For another thing, at least where a line of lower court statutory decisions is longstanding and consistent across circuits that have addressed the issue, the reasons for strong stare decisis apply. Disappointed litigants can appeal to Congress for a change in the law. And congressional failure to act in the face of high-profile statutory decisions can be deemed acquiescence in the rules laid down in those decisions. Accordingly, I read Judge Kacsmaryk's opinion as in strong tension with the spirit if not exactly the letter of statutory stare decisis.
Note that for purposes of this essay I've accepted the grounds for an especially strong doctrine of stare decisis in statutory cases. However, I am not fully persuaded that it's right. Given all of the veto gates on legislation, regardless of how the Court decides a statutory decision it will be difficult for those who are disappointed with the decision to overcome legislative inertia. Congressional failure to "correct" a Supreme Court ruling (or a string of rulings by the lower courts that gain prominence) does not necessarily signal congressional acquiescence. Accordingly, writing on a blank slate I might say that stare decisis in statutory cases ought to be as strong as in constitutional cases but not much stronger.

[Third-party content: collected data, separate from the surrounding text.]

PR #28463, opened 2025-02-20
fix: delete zeebe-record indices to fix flakiness

panagiotisgts:
## Description

CamundaExporterIT was flaky because the `zeebe-record` created indices for the Importers finished checks were not being cleaned up after test cases, causing the `shouldFlushIfImporterNotCompletedButNoZeebeIndices` case to fail

## Checklist

- [ ] for CI changes:

## Related issues

closes #

### DIFF
--- a/zeebe/exporters/camunda-exporter/src/test/java/io/camunda/exporter/CamundaExporterIT.java
+++ b/zeebe/exporters/camunda-exporter/src/test/java/io/camunda/exporter/CamundaExporterIT.java
@@ -129,8 +129,10 @@ final class CamundaExporterIT {
         Optional.ofNullable(System.getProperty(IT_OPENSEARCH_AWS_INSTANCE_URL_PROPERTY)).orElse("");
     if (openSearchAwsInstanceUrl.isEmpty()) {
       searchDB.esClient().indices().delete(req -> req.index(CUSTOM_PREFIX + "*"));
+      searchDB.esClient().indices().delete(req -> req.index("zeebe-record*"));
     }
     searchDB.osClient().indices().delete(req -> req.index(CUSTOM_PREFIX + "*"));
+    searchDB.osClient().indices().delete(req -> req.index("zeebe-record*"));
   }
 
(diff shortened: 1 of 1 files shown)


EuroLew (approved):
Nice catch my bad here

zeebe/exporters/camunda-exporter/src/test/java/io/camunda/exporter/CamundaExporterIT.java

That's all as a general matter. The truth is that in the mifepristone case, even a more modest doctrine of statutorystare decisis would suffice to protect the longstanding lower court interpretation of the Comstock Act to reach only the sending of products intended for illegal abortions--even where, as here, the key decisions are from other circuits. And of course there are other grounds on which the plaintiffs challenging mifepristone's approval should lose.